The Grand Lodge of Wisconsin's website has this written in the section concerning recognition of Prince Hall GL's:

"Prince Hall – Recognition Compact is for Visitation Only"

They then list off the relevant jurisdictions.

I am a non-mason who is just curious as to what that means. Thank you.


----------



## Glen Cook (Jul 4, 2018)

Much like the international law which governs relations between nations, Freemasonry has international Masonic law which governs relations between Masonic jurisdictions. Thus, just as nation states recognise one another, so do Masonic jurisdictions. Prince Hall Freemasonry is an historically African American system which grew alongside that of the state grand lodges in the United States.  When recognised, the various Grand Lodges may or may not engage in visiting one another’s subordinate Lodges. They usually do not allow dual membership in both Grand Lodges,   this  largely being a Prince Hall limitation which tends to limit dual membership.

Did that address your question?


----------



## Visiphon (Jul 4, 2018)

I think so. What you are saying is that the Grand Lodge of Wisconsin recongizes those Prince Hall Grand Lodges, but only allows visitation, not dual membership.


----------



## Glen Cook (Jul 4, 2018)

Visiphon said:


> I think so. What you are saying is that the Grand Lodge of Wisconsin recongizes those Prince Hall Grand Lodges, but only allows visitation, not dual membership.

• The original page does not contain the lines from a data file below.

PR #1597, opened 2020-01-15
Fix DCV test with known_host entries

rexcsn:
* Add DCV master server to global known hosts file `/etc/ssh/ssh_known_hosts`

### DIFF
--- a/tests/integration-tests/tests/dcv/test_dcv.py
+++ b/tests/integration-tests/tests/dcv/test_dcv.py
@@ -18,7 +18,7 @@ import pytest
 from assertpy import assert_that
 from remote_command_executor import RemoteCommandExecutor
 from tests.cloudwatch_logging.test_cloudwatch_logging import FeatureSpecificCloudWatchLoggingTestRunner
-from utils import get_username_for_os, run_command
+from utils import add_keys_to_known_hosts, get_username_for_os, remove_keys_from_known_hosts, run_command
 
 SERVER_URL = "https://localhost"
 DCV_CONNECT_SCRIPT = "/opt/parallelcluster/scripts/pcluster_dcv_connect.sh"
@@ -45,15 +45,21 @@ def test_dcv_configuration(
     # dcv connect show url
     env = operating_system.environ.copy()
     env["AWS_DEFAULT_REGION"] = region
-    # Disable StrictHostKeyChecking by adding option to end of file
-    operating_system.system(r"echo '    StrictHostKeyChecking no' >> /etc/ssh/ssh_config")
-    result = run_command(["pcluster", "dcv", "connect", cluster.name, "--show-url"], env=env)
+
+    # add ssh key to jenkins user known hosts file to avoid ssh keychecking prompt
+    host_keys_file = operating_system.path.expanduser("~/.ssh/known_hosts")
+    add_keys_to_known_hosts(cluster.master_ip, host_keys_file)
+
+    try:
+        result = run_command(["pcluster", "dcv", "connect", cluster.name, "--show-url"], env=env)
+    finally:
+        # remove ssh key from jenkins user known hosts file
+        remove_keys_from_known_hosts(cluster.master_ip, host_keys_file, env=env)
+
     assert_that(result.stdout).matches(
         r"Please use the following one-time URL in your browser within 30 seconds:\n"
         r"https:\/\/(\b(?:\d{1,3}\.){3}\d{1,3}\b):" + str(dcv_port) + r"\?authToken=(.*)"
     )
-    # Enable StrictHostKeyChecking again by removing last line
-    operating_system.system(r"sed -i '$ d' /etc/ssh/ssh_config")
 
     # check error cases
     _check_auth_ko(
--- a/tests/integration-tests/utils.py
+++ b/tests/integration-tests/utils.py
@@ -14,6 +14,7 @@ import os
 import random
 import re
 import shlex
+import socket
 import string
 import subprocess
 
@@ -265,3 +266,14 @@ def get_username_for_os(os):
         "ubuntu1804": "ubuntu",
     }
     return usernames.get(os)
+
+
+def add_keys_to_known_hosts(hostname, host_keys_file):
+    """Add ssh key for a host to a known_hosts file."""
+    os.system("ssh-keyscan -t rsa {0} >> {1}".format(hostname, host_keys_file))
+
+
+def remove_keys_from_known_hosts(hostname, host_keys_file, env):
+    """Remove ssh key for a host from a known_hosts file."""
+    for host in hostname, "{0}.".format(hostname), socket.gethostbyname(hostname):
+        run_command("ssh-keygen -R {0} -f {1}".format(host, host_keys_file), env=env)


tests/integration-tests/tests/dcv/test_dcv.py
```diff
@@ -45,15 +49,19 @@ def test_dcv_configuration(
...
     result = run_command(["pcluster", "dcv", "connect", cluster.name, "--show-url"], env=env)
     assert_that(result.stdout).matches(
         r"Please use the following one-time URL in your browser within 30 seconds:\n"
         r"https:\/\/(\b(?:\d{1,3}\.){3}\d{1,3}\b):" + str(dcv_port) + r"\?authToken=(.*)"
     )
-    # Enable StrictHostKeyChecking again by removing last line
-    operating_system.system(r"sed -i '$ d' /etc/ssh/ssh_config")
+
+    # remove ssh key
+    _remove_keys_from_known_hosts(cluster.master_ip, host_keys_file)
```
enrico-usai: This code is not executed if the previous step raises an error.

tests/integration-tests/tests/dcv/test_dcv.py
```diff
@@ -130,3 +138,72 @@ def _check_security_group(region, cluster, port, expected_cidr):
...
+    # ubuntu1404 ssh-rsa,ssh-ed25519,ecdsa-sha2-nistp256
+    # ubuntu1604 ssh-rsa,ssh-ed25519,ecdsa-sha2-nistp256
+    # centos7    ssh-rsa,ssh-ed25519,ecdsa-sha2-nistp256
+    # centos6    ssh-rsa
+    key_type_list = ["ssh-rsa"]
+
+    for key_type in key_type_list:
+        transport = None
+        try:
+            sock = socket.socket()
```
enrico-usai: could you add a comment to describe "why" we are using socket and transport?

tests/integration-tests/tests/dcv/test_dcv.py
```diff
@@ -130,3 +138,72 @@ def _check_security_group(region, cluster, port, expected_cidr):
...
+            sock.settimeout(5)
+            sock.connect((hostname, 22))
+            transport = Transport(sock)
+            transport._preferred_keys = [key_type]
+            transport.start_client()
+            server_keys.append(transport.get_remote_server_key())
+        except Exception:
+            pass
```
enrico-usai: I'd add a warning/debug message to log the exception case.

tests/integration-tests/tests/dcv/test_dcv.py
```diff
@@ -130,3 +138,72 @@ def _check_security_group(region, cluster, port, expected_cidr):
     ips = response["SecurityGroups"][0]["IpPermissions"]
     target = next(filter(lambda x: x.get("FromPort", -1) == port, ips), {})
     assert_that(target["IpRanges"][0]["CidrIp"]).is_equal_to(expected_cidr)
+
+
+def _get_server_keys(hostname):
```
ddeidda: What about moving these functions into a common/utils module, so that we can re-use it more easily if needed?

tests/integration-tests/tests/dcv/test_dcv.py
```diff
@@ -130,3 +138,72 @@ def _check_security_group(region, cluster, port, expected_cidr):
...
+
+    return {hostname: [(server_key.get_base64(), server_key.get_name()) for server_key in server_keys]}
+
+
+def _add_keys_to_known_hosts(server_keys, host_keys_file):
+    try:
+        if not operating_system.path.isfile(host_keys_file):
+            host_keys = HostKeys()
+        else:
+            host_keys = HostKeys(filename=host_keys_file)
```
enrico-usai: This code can be rewritten with something like:
```python
filename = host_keys_file if operating_system.path.isfile(host_keys_file) else None
host_keys = HostKeys(filename=filename)
```

tests/integration-tests/tests/dcv/test_dcv.py
```diff
@@ -130,3 +138,72 @@ def _check_security_group(region, cluster, port, expected_cidr):
...
+
+        for hostname, key_list in server_keys.items():
+            try:
+                for key_tuple in key_list:
```
enrico-usai: you could be more explicit with:
```python
for key_base64, key_type in key_list:
    key = RSAKey(data=base64.b64decode(key_base64))
    host_keys.add(hostname=hostname, key=key, keytype=key_type)
    ...
```

tests/integration-tests/tests/dcv/test_dcv.py
```diff
@@ -130,3 +138,72 @@ def _check_security_group(region, cluster, port, expected_cidr):
...
+            except Exception as e:
+                logging.error(
+                    "Failed adding keys to known hosts file for host '{0}', with exception: {1}".format(hostname, e)
+                )
+    except Exception as e:
+        logging.error("Failed adding keys to known hosts file '{0}', with exception: {1}".format(host_keys_file, e))
+
+
+def _remove_keys_from_known_hosts(hostname, host_keys_file):
+    command = "ssh-keygen -R " + hostname + " -f " + host_keys_file
```
enrico-usai: You can avoid code duplication by writing something like:
```python
for host in [hostname, "{0}.".format(hostname), socket.gethostbyname(hostname)]:
    run_command("ssh-keygen -R {0} -f {1}".format(host, host_keys_file))
```

tests/integration-tests/tests/dcv/test_dcv.py
```diff
@@ -130,3 +138,72 @@ def _check_security_group(region, cluster, port, expected_cidr):
...
+        if not operating_system.path.isfile(host_keys_file):
+            host_keys = HostKeys()
+        else:
+            host_keys = HostKeys(filename=host_keys_file)
+
+        for hostname, key_list in server_keys.items():
+            try:
+                for key_tuple in key_list:
+                    key = RSAKey(data=base64.b64decode(key_tuple[0]))
+                    host_keys.add(hostname=hostname, key=key, keytype=key_tuple[1])
```
ddeidda: Maybe code duplication could be avoided also here:
for host in hostname, "{0}.".format(hostname), socket.gethostbyname(hostname):
  host_keys.add(hostname=host, key=key, keytype=key_tuple[1])

tests/integration-tests/tests/dcv/test_dcv.py
rexcsn: This logic was taken from the node package, and we used socket/transport there so we could use threading to retrieve keys from multiple compute nodes. But since we are only dealing with the master here I agree we can simplify the logic a lot and just use `ssh-keyscan`.

tests/integration-tests/tests/dcv/test_dcv.py
```diff
@@ -45,15 +45,21 @@ def test_dcv_configuration(
     # dcv connect show url
     env = operating_system.environ.copy()
     env["AWS_DEFAULT_REGION"] = region
-    # Disable StrictHostKeyChecking by adding option to end of file
-    operating_system.system(r"echo '    StrictHostKeyChecking no' >> /etc/ssh/ssh_config")
-    result = run_command(["pcluster", "dcv", "connect", cluster.name, "--show-url"], env=env)
+
+    # add ssh key to global known hosts file to avoid ssh keychecking prompt
+    host_keys_file = "/etc/ssh/ssh_known_hosts"
+    operating_system.system("ssh-keyscan -t rsa {0} > {1}".format(cluster.master_ip, host_keys_file))
```
ddeidda: Could we extract also this part into utils as add_keys_to_known_hosts(host_name, key_file)?

tests/integration-tests/tests/dcv/test_dcv.py
```diff
@@ -27,7 +27,7 @@
 @pytest.mark.parametrize(
     "dcv_port, access_from, shared_dir", [(8443, "0.0.0.0/0", "/shared"), (5678, "192.168.1.1/32", "/myshared")]
 )
-@pytest.mark.regions(["eu-west-1", "cn-northwest-1"])  # DCV license bucket not present in us-gov
+@pytest.mark.regions(["us-east-2", "cn-northwest-1"])  # DCV license bucket not present in us-gov
```
tilne: just curious: why did this need to be changed?

tests/integration-tests/tests/dcv/test_dcv.py
```diff
@@ -45,15 +45,21 @@ def test_dcv_configuration(
     # dcv connect show url
     env = operating_system.environ.copy()
     env["AWS_DEFAULT_REGION"] = region
-    # Disable StrictHostKeyChecking by adding option to end of file
-    operating_system.system(r"echo '    StrictHostKeyChecking no' >> /etc/ssh/ssh_config")
-    result = run_command(["pcluster", "dcv", "connect", cluster.name, "--show-url"], env=env)
+
+    # add ssh key to global known hosts file to avoid ssh keychecking prompt
```
tilne: should this comment be changed to reflect the fact that the user known hosts file is now being used?

tests/integration-tests/tests/dcv/test_dcv.py
```diff
@@ -45,15 +45,21 @@ def test_dcv_configuration(
...
+    host_keys_file = operating_system.path.expanduser("~/.ssh/known_hosts")
+    add_keys_to_known_hosts(cluster.master_ip, host_keys_file)
+
+    try:
+        result = run_command(["pcluster", "dcv", "connect", cluster.name, "--show-url"], env=env)
+    finally:
+        # remove ssh key from global known hosts file
```
tilne: same thing here: should this comment be changed to reflect the fact that the user known hosts file is now being used?

tests/integration-tests/tests/dcv/test_dcv.py
```diff
@@ -45,15 +45,21 @@ def test_dcv_configuration(
...
+        remove_keys_from_known_hosts(cluster.master_ip, host_keys_file, env=env)
```
tilne: is there any risk of multiple processes trying to modify the hosts file at the same time?

tests/integration-tests/tests/dcv/test_dcv.py
rexcsn: Just because my AMI is in `us-east-2`. Generally this could be any commercial region, but I will change in back just for consistency.

tests/integration-tests/tests/dcv/test_dcv.py
rexcsn: This should not be a problem, because to add keys, we are only appending to file and not overwriting. To remove, `ssh-keygen` scans the file and only removes the matching entries. So multiple add/remove at the same time should not interfere with each other.

Passing Jenkins test had 2 tests in parallel and it seems to be fine.

tests/integration-tests/tests/dcv/test_dcv.py
rexcsn: Absolutely

tests/integration-tests/tests/dcv/test_dcv.py
tilne: Okay. I do think this could cause issues if we get unlucky, but I agree that the chances of it happening are very small considering only two of these tests will ever be running at one time.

Oh, sure. Cut to the chase. . Yes, that’s correct.


----------



## dfreybur (Jul 5, 2018)

Visiphon said:


> The Grand Lodge of Wisconsin's website has this written in the section concerning recognition of Prince Hall GL's:
> 
> "Prince Hall – Recognition Compact is for Visitation Only"
> 
> ...



Some jurisdictions require that a Brother be a member of exactly one lodge.  When a Brother affiliates with one of their lodges to become a member, they require the Brother to demit from his other lodges to no longer be a member.  These are called single affiliation jurisdictions.  It's like countries that ban dual citizenship.

Some jurisdictions allow a Brother to be a member of as many lodges as he can afford.  This can be lodges in the same jurisdiction and/or lodges in other jurisdictions.  This gets called dual, plural and multiple affiliation.  It's like countries that allow dual citizenship.  Each jurisdiction uses the words dual, plural and multiple differently so you have to look up the local rules to find out if they mean several within the jurisdiction, several jurisdictions or both.  I am a member of lodges in California, Illinois and Texas.  In Illinois I am a member in two lodges.

The restriction listed means that one or both of the regular and recognized jurisdictions in Wisconsin are probably single affiliation or come from a lineage were single affiliation is common so they have limited affiliations in their culture.

And/or that they are very different in number of total members so they want to avoid cultural assimilation. In Masonic history of the UK there were initially the Antients and the Moderns as different jurisdictions.  They United in 1812 so the cultural assimilation process took a century to reach the point of union.  May as well start out with preventative measures if you think your descendants might want to stay independent.

When a state recognizes locally that agreement tends to be used everywhere.  When GLofCA recognized, the MWPHGLofCA+HI was single affiliation and asked for the same restriction.  When California offered recognition to other PHA jurisdictions that request was included in all of the offers.  That probably happens between GLofWI and all of the PHA jurisdictions as well.


----------



## Warrior1256 (Jul 8, 2018)

Visiphon said:


> What you are saying is that the Grand Lodge of Wisconsin recongizes those Prince Hall Grand Lodges, but only allows visitation, not dual membership.


Same here in Kentucky.


----------